**EXERCISE GOAL**
From the material below, copy each line that holds the word "modifiedModuleIds".

**RECORDS FOR THE EXERCISE**
|---|

PR #17397, opened 2015-05-06
=pro improve PR validation speed tremendously

ktoso:
Good news everyone: Introducing PR validation with module dependency analysis!
It skips testing of modules which do not depend on the changed modules, so that changes in persistence (this commit does a mock change in persistence) only test things which depend on persistence, see logs:

```
[info] Comparing [master] with [HEAD] to determine changed modules in PR...
[info] Detected changes in directories: [akka-persistence]
[info] Project [akka-persistence-experimental] must be verified, because depends on akka-persistence-experimental_2.11
[info] Skipping validation of [akka-sample-remote-java], as PR does NOT affect this project...
[info] Changes in PR are affecting project [akka-persistence-experimental] - proceeding with test:test
... 
[info] Changes in PR are affecting project [akka-sample-persistence-scala] - proceeding with test:test
[info] Changes in PR are affecting project [akka-sample-persistence-java] - proceeding with test:test
[info] Changes in PR are affecting project [akka-contrib] - proceeding with test:test
[info] Changes in PR are affecting project [akka-docs] - proceeding with test:test
...
```

The dependency analysis uses @jrudolph's dependency graph plugin directly to analyse the deps (based on ivy reports) - This tremendously speeds up PR validation. 
We should possibly increase the times a day we run the "nightly" one so we have some during the day coverage of "everything"?

Also: 
- enable parallel execution // TODO things did not blow up for me, but _might_
- exclude perf tests (TODO mark more as such)
- implement dependency tracking for testing of only these project which could have been affected by a given PR

### DIFF
--- a/akka-persistence/build.sbt
+++ b/akka-persistence/build.sbt
@@ -21,3 +21,5 @@ MimaKeys.previousArtifact := akkaPreviousArtifact("akka-persistence-experimental
 fork in Test := true
 
 javaOptions in Test := MultiNode.defaultMultiJvmOptions
+
+
--- a/project/GitHub.scala
+++ b/project/GitHub.scala
@@ -1,6 +1,11 @@
 package akka
 
 object GitHub {
+
+  def envTokenOrThrow: String =
+    sys.env.getOrElse("PR_VALIDATOR_GH_TOKEN",
+      throw new Exception("No PR_VALIDATOR_GH_TOKEN env var provided, unable to reach github!"))
+
   def url(v: String): String = {
     val branch = if (v.endsWith("SNAPSHOT")) "master" else "v" + v
     "http://github.com/akka/akka/tree/" + branch
--- a/project/ValidatePullRequest.scala
+++ b/project/ValidatePullRequest.scala
@@ -50,9 +50,9 @@ object ValidatePullRequest extends AutoPlugin {
   override def trigger = allRequirements
 
   override lazy val projectSettings = inConfig(ValidatePR)(Defaults.testTasks) ++ Seq(
-    testOptions in ValidatePR += Tests.Argument("-l akka.testkit.PerformanceTest"),
-    testOptions in ValidatePR += Tests.Argument("-l akka.testkit.LongRunningTest"),
-    testOptions in ValidatePR += Tests.Argument("-l akka.testkit.TimingTest"),
+    testOptions in ValidatePR += Tests.Argument(TestFrameworks.ScalaTest, "-l", "performance"),
+    testOptions in ValidatePR += Tests.Argument(TestFrameworks.ScalaTest, "-l", "long-running"),
+    testOptions in ValidatePR += Tests.Argument(TestFrameworks.ScalaTest, "-l", "timing"),
 
     targetBranch in ValidatePR := {
         sys.env.get(TargetBranchEnvVarName) orElse
@@ -161,7 +161,7 @@ object ValidatePullRequest extends AutoPlugin {
       val theVoid = Def.task { () } // when you stare into the void, the void stares back at you
 
       if ((projectIsAffectedByChanges in ValidatePR).value) {
-        log.info(s"Changes in PR are affecting project [${name.value}] - proceeding with test:test")
+        log.info(s"Changes in PR are affecting project [${name.value}] - proceeding with pr-validation:test")
         theVoid.dependsOn(test in ValidatePR)
       } else {
         log.info(s"Skipping validation of [${name.value}], as PR does NOT affect this project...")
--- a/project/ValidatePullRequest.scala
+++ b/project/ValidatePullRequest.scala
@@ -3,19 +3,171 @@
  */
 package akka
 
-import sbt._
-import sbt.Keys._
 import com.typesafe.tools.mima.plugin.MimaKeys.reportBinaryIssues
+import net.virtualvoid.sbt.graph.IvyGraphMLDependencies
+import net.virtualvoid.sbt.graph.IvyGraphMLDependencies.ModuleId
+import org.kohsuke.github._
+import sbt.Keys._
+import sbt._
+
+import scala.collection.immutable
+import scala.util.matching.Regex
 
 object ValidatePullRequest extends AutoPlugin {
 
+  val ValidatePR = config("pr-validation") extend Test
+
+  override lazy val projectConfigurations = Seq(ValidatePR)
+
+  /*
+    Assumptions:
+      Env variables set "by Jenkins" are assumed to come from this plugin:
+      https://wiki.jenkins-ci.org/display/JENKINS/GitHub+pull+request+builder+plugin
+   */
+
+  // settings
+  val PullIdEnvVarName = "ghprbPullId" // Set by "GitHub pull request builder plugin"
+
+  val TargetBranchEnvVarName = "PR_TARGET_BRANCH"
+  val TargetBranchJenkinsEnvVarName = "ghprbTargetBranch"
+  val targetBranch = settingKey[String]("Branch with which the PR changes should be diffed against")
+
+  val SourceBranchEnvVarName = "PR_SOURCE_BRANCH"
+  val SourcePullIdJenkinsEnvVarName = "ghprbPullId" // used to obtain branch name in form of "pullreq/17397"
+  val sourceBranch = settingKey[String]("Branch containing the changes of this PR")
+
+  // asking github comments if this PR should be PLS BUILD ALL
+  val githubEnforcedBuildAll = taskKey[Boolean]("Checks via GitHub API if comments included the PLS BUILD ALL keyword")
+  val buildAllKeyword = taskKey[Regex]("Magic phrase to be used to trigger building of the entire project instead of analysing dependencies")
+
+  // determining touched dirs and projects
+  val changedDirectories = taskKey[immutable.Set[String]]("List of touched modules in this PR branch")
+  val projectIsAffectedByChanges = taskKey[Boolean]("True if this project is affected by the PR and should be rebuilt")
+
+  // running validation
   val validatePullRequest = taskKey[Unit]("Additional tasks for pull request validation")
 
   override def trigger = allRequirements
 
-  override lazy val projectSettings = Seq(
-    validatePullRequest := (),
-    validatePullRequest <<= validatePullRequest.dependsOn(test in Test),
+  override lazy val projectSettings = inConfig(ValidatePR)(Defaults.testTasks) ++ Seq(
+    testOptions in ValidatePR += Tests.Argument("-l akka.testkit.PerformanceTest"),
+    testOptions in ValidatePR += Tests.Argument("-l akka.testkit.LongRunningTest"),
+    testOptions in ValidatePR += Tests.Argument("-l akka.testkit.TimingTest"),
+
+    targetBranch in ValidatePR := {
+        sys.env.get(TargetBranchEnvVarName) orElse
+        sys.env.get(TargetBranchJenkinsEnvVarName) getOrElse // Set by "GitHub pull request builder plugin"
+        "master"
+    },
+
+    sourceBranch in ValidatePR := {
+      sys.env.get(SourceBranchEnvVarName) orElse
+      sys.env.get(SourcePullIdJenkinsEnvVarName).map("pullreq/" + _) getOrElse // Set by "GitHub pull request builder plugin"
+      "HEAD"
+    },
+
+    changedDirectories in ValidatePR := {
+      val log = streams.value.log
+
+      val targetId = (targetBranch in ValidatePR).value
+      val prId = (sourceBranch in ValidatePR).value
+
+      // TODO could use jgit
+      log.info(s"Comparing [$targetId] with [$prId] to determine changed modules in PR...")
+      val gitOutput = "git diff %s..%s --name-only".format(targetId, prId).!!.split("\n")
+
+      val moduleNames =
+        gitOutput
+          .map(l ⇒ l.trim.takeWhile(_ != '/'))
+          .filter(_ startsWith "akka-")
+          .toSet
+
+      log.info("Detected changes in directories: " + moduleNames.mkString("[", ", ", "]"))
+      moduleNames
+    },
+
+    buildAllKeyword in ValidatePR := """PLS BUILD ALL""".r,
+
+    githubEnforcedBuildAll in ValidatePR := {
+      sys.env.get(PullIdEnvVarName).map(_.toInt) match {
+        case None => false // can't ask github if no issue ID given
+        case Some(prId) =>
+          val log = streams.value.log
+          val buildAllMagicPhrase = (buildAllKeyword in ValidatePR).value
+          log.info("Checking GitHub comments for PR validation options...")
+
+          try {
+            import scala.collection.JavaConverters._
+            val gh = GitHubBuilder.fromEnvironment().withOAuthToken(GitHub.envTokenOrThrow).build()
+            val comments = gh.getRepository("akka/akka").getIssue(prId).getComments.asScala
+
+            comments exists { c =>
+              val triggersBuildAll = buildAllMagicPhrase.findFirstIn(c.getBody).isDefined
+              if (triggersBuildAll)
+                log.info(s"GitHub PR comment [ ${c.getUrl} ] contains [$buildAllMagicPhrase], forcing BUILD ALL mode!")
+              triggersBuildAll
+            }
+          } catch {
+            case ex: Exception =>
+              log.warn("Unable to reach GitHub! Exception was: " + ex.getMessage)
+              false
+          }
+      }
+    },
+
+    projectIsAffectedByChanges in ValidatePR := (githubEnforcedBuildAll in ValidatePR).value || {
+      val log = streams.value.log
+      log.debug(s"Analysing project (for inclusion in PR validation): [${name.value}]")
+
+      // if in any scope, any of the changed modules is within this projects dependencies, we must test it:
+      val shouldBeBuilt = (changedDirectories in ValidatePR).value.exists { modifiedProject ⇒
+        Set(Compile, Test, Runtime, Provided, Optional) exists { ivyScope: sbt.Configuration ⇒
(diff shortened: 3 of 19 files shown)


ktoso:
Very weird failure `Exception in thread "main" java.lang.NoClassDefFoundError: `

ktoso:
PLS BUILD

ktoso:
PLS BUILD

hepin1989:
+10000
I was thought about that but never came up with filing a issue.

project/ValidatePullRequest.scala
```diff
@@ -3,19 +3,137 @@
...
+  // running validation
   val validatePullRequest = taskKey[Unit]("Additional tasks for pull request validation")
 
   override def trigger = allRequirements
 
   override lazy val projectSettings = Seq(
-    validatePullRequest := (),
-    validatePullRequest <<= validatePullRequest.dependsOn(test in Test),
+    testOptions in ValidatePR += Tests.Argument("-l akka.testkit.PerformanceTest"),
+    testOptions in ValidatePR += Tests.Argument("-l akka.testkit.LongRunningTest"),
```
patriknw: I think we have marked a lot with `LongRunningTest`, e.g. cluster tests. Perhaps we should remove that marker for some important tests?

project/ValidatePullRequest.scala
```diff
@@ -3,19 +3,137 @@
...
+        System.getProperty(TargetBranchEnvVarName),
+        System.getProperty(TargetBranchJenkinsEnvVarName), // Set by "GitHub pull request builder plugin"
+        "master").find(_ != null).get
+    },
+
+    sourceBranch in ValidatePR := {
+      List(
+        System.getProperty(SourceBranchEnvVarName),
+        System.getProperty(SourceBranchJenkinsEnvVarName), // Set by "GitHub pull request builder plugin"
+        "HEAD").find(_ != null).get
```
patriknw: what happens if these variables are not set?
can we fall back to running everything, so that the validatePr task can be run locally?

project/ValidatePullRequest.scala
```diff
@@ -3,19 +3,137 @@
...
+    projectIsAffectedByChanges in ValidatePR := {
+      val log = streams.value.log
+      log.debug("Analysing project (for inclusion in PR validation): " + name.value)
+
+      // if in any scope, any of the changed modules is within this projects dependencies, we must test it:
+      val shouldBeBuilt = (changedDirectories in ValidatePR).value.exists { modifiedProject ⇒
+        Set(Compile, Test, Runtime, Provided, Optional) exists { ivyScope: sbt.Configuration ⇒
+          log.debug(s"Analysing $ivyScope scoped dependencies...")
+          val modifiedModule = modifiedProject match {
+            case p if p contains "persistence" => ModuleId("com.typesafe.akka", s"$p-experimental_2.11", "2.4-SNAPSHOT")
```
patriknw: is this because of `experimental`? don't we have more experimental modules? typed?

patriknw:
GREAT!

project/ValidatePullRequest.scala
ktoso: Yes exactly, I think we may get away with "look for both" in dependencies actually, so this match goes away.

project/ValidatePullRequest.scala
ktoso: Yes, lets go over the usages of these.

ktoso: (I'll do that and ping the issue)

project/ValidatePullRequest.scala
ktoso: If the env vars are not set it defaults to running what differs between HEAD and master - could be useful as such when sending PRs towards master... Or would you prefer we run-all when these are not set?

project/ValidatePullRequest.scala
ktoso: Fixed now, no need for the match! (if any "experimental" or "non experimental" appended names happen to be in a dependency we want to test it)

ktoso:
Idea, how about we don't exclude the slow tests - since thanks to the dependency tracking build times are much lower anyway now?

project/ValidatePullRequest.scala
patriknw: I see, that is good

patriknw:
Unless you change something in akka-actor, I vote for not running everything in pr-validation, many of the tagged tests often require several runs anyway to be trustworthy.
We must however take failures from the nightly jobs much more seriously and follow up on them immediately, when things are fresh.

patriknw:
... and for non-trivial PR we should point a repeat job at it before merging

patriknw:
... it would be nice with a command like PLS BUILDALL to run everything

ktoso:
BUILDALL That's actually not that hard to do! I think it's worth doing it (we know when we want to test all)

akka-persistence/build.sbt
```diff
@@ -21,3 +21,5 @@ MimaKeys.previousArtifact := akkaPreviousArtifact("akka-persistence-experimental
 fork in Test := true
 
 javaOptions in Test := MultiNode.defaultMultiJvmOptions
+
+
```
jrudolph: Accidental whitespace addition?

ktoso: Kind of, a "mock change" in persistence to sanity check it all works as expected (triggers everything that uses persistence) on jenkins.

ktoso: (Will remove before merging)

jrudolph:
Nice one! I guess there's also a (maybe even simpler?) alternative implementation possible which doesn't depend on sbt-dependency-graph but uses sbt structures directly. But I guess that's probably an exercise  that can be left for the next version.

project/ValidatePullRequest.scala
```diff
@@ -3,19 +3,174 @@
...
+          .map(l ⇒ l.trim.takeWhile(_ != '/'))
+          .filterNot(_ == "project")
+          .filter(_ startsWith "akka-")
+          .toSet
+
+      log.info("Detected changes in directories: " + moduleNames.mkString("[", ", ", "]"))
+      moduleNames
+    },
+
+    buildAllKeyword in ValidatePR := """PLS BUILD ALL""".r,
```
ktoso: Check this out! :shipit:

ktoso:
Pushed with new ALL feature. I'll be back in a bit to investigate the failures on jenkins.

project/ValidatePullRequest.scala
drewhk: wow!

project/GitHub.scala
```diff
@@ -1,6 +1,12 @@
 package akka
 
 object GitHub {
+
+  def envTokenOrThrow: String =
+    Option(System.getenv("PR_VALIDATOR_GH_TOKEN")) getOrElse {
```
fsvehla: `sys.env`?

project/ValidatePullRequest.scala
```diff
@@ -3,19 +3,174 @@
...
+
+    githubEnforcedBuildAll in ValidatePR := {
+      Option(System.getProperty(PullIdEnvVarName)).map(_.toInt) match {
```
fsvehla: `sys.props`?

ktoso: sure, thanks

project/GitHub.scala
ktoso: good one, thanks

ktoso:
PLS BUILD

ktoso:
PLS BUILD

patriknw:
LGTM, apart from excluding all LongRunning. Would you like me to select some tests of the LongRunning that we should always run, i.e. remove the LongRunning tag?

ktoso:
Yes please, your feedback on which tests we always want to run would be most welcome - thanks

patriknw:
Here is a selection of tests that we can remove the `LongRunningTest` tag from to get some kind of smoke test coverage:
* ClusterRoundRobinSpec
* NodeUpSpec
* ClusterDeathWatchSpec
* SurviveNetworkInstabilitySpec
* ClusterMetricsEnabledSpec (new akka-cluster-metrics module)
* RemoteRoundRobinSpec
* NewRemoteActorSpec
* RemoteNodeDeathWatchSpec
* RemoteDeliverySpec

patriknw:
note that tests in contrib don't have the LongRunning tag, that might be something that we want to revisit when we move those to their own modules

drewhk:
LGTM, but some of the stuff is just black magic for me

project/ValidatePullRequest.scala
```diff
@@ -3,19 +3,171 @@
...
+  // settings
+  val PullIdEnvVarName = "ghprbPullId" // Set by "GitHub pull request builder plugin"
+
+  val TargetBranchEnvVarName = "PR_TARGET_BRANCH"
+  val TargetBranchJenkinsEnvVarName = "ghprbTargetBranch"
+  val sourceBranch = settingKey[String]("Branch containing the changes of this PR")
+
+  val SourceBranchEnvVarName = "PR_SOURCE_BRANCH"
+  val SourceBranchJenkinsEnvVarName = "ghprbSourceBranch"
+  val targetBranch = settingKey[String]("Branch with which the PR changes should be diffed against")
```
2m: Should this line be swapped with line 31 above?

project/ValidatePullRequest.scala
```diff
@@ -3,19 +3,171 @@
...
+            val f2 = resolutionFile(includeScalaVersion = false)
+            if (f1.exists()) f1 else f2
+          }
+
+          val deps = IvyGraphMLDependencies.graph(ivyReportFile.getAbsolutePath)
+          deps.nodes.foreach { m ⇒ log.debug(" -> " + m.id) }
+
+          // if this project depends on a modified module, we must test it
+          deps.nodes.exists { m =>
+            val depends = modifiedModuleIds exists { _.name == m.id.name } // match just by name, we'd rather include too much than too little
```
2m: Since you match only by name this line could be simplified to `val depends = m.id.name startsWith modifiedProject`, right? And then `modifiedModuleIds` can be removed.

project/ValidatePullRequest.scala
ktoso: Hah, good catch! Thanks

project/ValidatePullRequest.scala
```diff
@@ -3,19 +3,171 @@
...
+          }
+        }
+      }
+
+      shouldBeBuilt
+    },
+
+    validatePullRequest := Def.taskDyn {
+      val log = streams.value.log
+      val theVoid = Def.task { () } // when you stare into the void, the void stares back at you
```
2m: This looks like Eye of ~~Nietzsche~~ Sauron

project/ValidatePullRequest.scala
```diff
@@ -3,19 +3,171 @@
...
+
+    changedDirectories in ValidatePR := {
+      val log = streams.value.log
+
+      val targetId = (targetBranch in ValidatePR).value
+      val prId = (sourceBranch in ValidatePR).value
+
+      // TODO could use jgit
+      log.info(s"Comparing [$targetId] with [$prId] to determine changed modules in PR...")
+      val gitOutput = "git diff %s..%s --stat".format(targetId, prId).!!.split("\n")
```
2m: This produces the following output on my machine when converted to List:
```
List( .../src/test/scala/akka/camel/internal/ActivationTrackerTest.scala     | 3 ++-,  1 file changed, 2 insertions(+), 1 deletion(-))
```

which then of course makes the code below match nothing. I propose to change the command to `git diff %s..%s --name-only` which outputs
```
List(akka-camel/src/test/scala/akka/camel/internal/ActivationTrackerTest.scala)
```

allowing to simplify the code below.

ktoso: Oh nice, thanks!

project/ValidatePullRequest.scala
hepin1989: good at imagnation

project/ValidatePullRequest.scala
```diff
@@ -3,19 +3,171 @@
...
+      shouldBeBuilt
+    },
+
+    validatePullRequest := Def.taskDyn {
+      val log = streams.value.log
+      val theVoid = Def.task { () } // when you stare into the void, the void stares back at you
+
+      if ((projectIsAffectedByChanges in ValidatePR).value) {
+        log.info(s"Changes in PR are affecting project [${name.value}] - proceeding with test:test")
+        theVoid.dependsOn(test in Test)
```
2m: This should be `test in ValidatePR` (and the log string above `pr-validation:test`) as otherwise tag filters which are set on `ValidatePR` scope will not kick in.

ktoso: whoa, good catch thanks

project/ValidatePullRequest.scala
```diff
@@ -3,19 +3,171 @@
...
+import org.kohsuke.github._
+import sbt.Keys._
+import sbt._
+
+import scala.collection.immutable
+import scala.util.matching.Regex
 
 object ValidatePullRequest extends AutoPlugin {
 
+  val ValidatePR = config("pr-validation") extend Test
```
2m: For `test in ValidatePR` to work more is needed than this. `... extend Test` only specifies where to look for settings if a setting is not found under `ValidatePR` scope.

Add all test related tasks under the new configuration scope by:
```
override lazy val projectSettings = inConfig(ValidatePR)(Defaults.testTasks) ++ ...
```

Then add all the settings of `ValidatePR` to every project that has this autoplugin enabled:
```
override lazy val projectConfigurations = Seq(ValidatePR)
```

And finaly, since we have this neat sample build transformation, which unfortunately does not consider AutoPlugins add `.configs(ValidatePullRequest.ValidatePR)` [here](https://github.com/akka/akka/blob/e52ce3afaf2ecee2e68ec1677ec1e29568d320a3/project/Sample.scala#L68).

project/ValidatePullRequest.scala
ktoso: (-:

project/ValidatePullRequest.scala
```diff
@@ -3,19 +3,171 @@
...
   val validatePullRequest = taskKey[Unit]("Additional tasks for pull request validation")
 
   override def trigger = allRequirements
 
   override lazy val projectSettings = Seq(
-    validatePullRequest := (),
-    validatePullRequest <<= validatePullRequest.dependsOn(test in Test),
+    testOptions in ValidatePR += Tests.Argument("-l akka.testkit.PerformanceTest"),
+    testOptions in ValidatePR += Tests.Argument("-l akka.testkit.LongRunningTest"),
+    testOptions in ValidatePR += Tests.Argument("-l akka.testkit.TimingTest"),
```
2m: When I tried it, it errored out with `Runpath must be either zero or two args`. It seems that it is related [to this issue](https://github.com/scalatest/scalatest/pull/231#issuecomment-40059704) which is fixed in `2.2.0-RC1`. We can update to `2.2.4` in this PR as well.

I also noticed that tests where excluded only when I changed it to `Tests.Argument("-n", "akka.testkit.PerformanceTest")` which is very strange as `-n` should include tags as [ScalaTest documentation](http://www.scalatest.org/user_guide/using_the_runner) suggests. Maybe a bug in ScalaTest sbt framework?

project/ValidatePullRequest.scala
ktoso: Oh wow, that's weird. Thanks a lot for helping out here. Done.

project/ValidatePullRequest.scala
```diff
@@ -3,19 +3,171 @@
...
 
   override def trigger = allRequirements
 
-  override lazy val projectSettings = Seq(
-    validatePullRequest := (),
-    validatePullRequest <<= validatePullRequest.dependsOn(test in Test),
+  override lazy val projectSettings = inConfig(ValidatePR)(Defaults.testTasks) ++ Seq(
+    testOptions in ValidatePR += Tests.Argument("-l akka.testkit.PerformanceTest"),
+    testOptions in ValidatePR += Tests.Argument("-l akka.testkit.LongRunningTest"),
+    testOptions in ValidatePR += Tests.Argument("-l akka.testkit.TimingTest"),
```
2m: When I tried it, it errored out with `Runpath must be either zero or two args`. It seems that it is related [to this issue](https://github.com/scalatest/scalatest/pull/231#issuecomment-40059704) which is fixed in `2.2.0-RC1`. We can update to `2.2.4` in this PR as well.

I also noticed that tests where excluded only when I changed it to `Tests.Argument("-n", "akka.testkit.PerformanceTest")` which is very strange as `-n` should include tags as [ScalaTest documentation](http://www.scalatest.org/user_guide/using_the_runner) suggests. Maybe a bug in ScalaTest sbt framework?

project/ValidatePullRequest.scala
```diff
@@ -3,19 +3,171 @@
...
+
+      shouldBeBuilt
+    },
+
+    validatePullRequest := Def.taskDyn {
+      val log = streams.value.log
+      val theVoid = Def.task { () } // when you stare into the void, the void stares back at you
+
+      if ((projectIsAffectedByChanges in ValidatePR).value) {
+        log.info(s"Changes in PR are affecting project [${name.value}] - proceeding with test:test")
```
2m: Change this to `pr-validation:test` as well.

project/ValidatePullRequest.scala
2m: Finally I figured it out! Tag name, not the full class name, needs to be given to scalatest. The following lines need to be changed to:
```
testOptions in ValidatePR += Tests.Argument("-l", "timing"),
testOptions in ValidatePR += Tests.Argument("-l", "long-running"),
testOptions in ValidatePR += Tests.Argument("-l", "performance"),
```

ktoso:
`akka.typed.PerformanceSpec` failed. 
All modules which were expected to execute did, the ignores worked as well from what I see.

I'd like to merge this now, in case we need more tweaks in it I'll do them as we notice what needs tweaking.

2m:
LGTM

patriknw:
+1

ktoso:
Merged and will keep an eye on all PRs if they work as expected.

|---|

**YOUR RESPONSE**
+            val depends = modifiedModuleIds exists { _.name == m.id.name } // match just by name, we'd rather include too much than too little
2m: Since you match only by name this line could be simplified to `val depends = m.id.name startsWith modifiedProject`, right? And then `modifiedModuleIds` can be removed.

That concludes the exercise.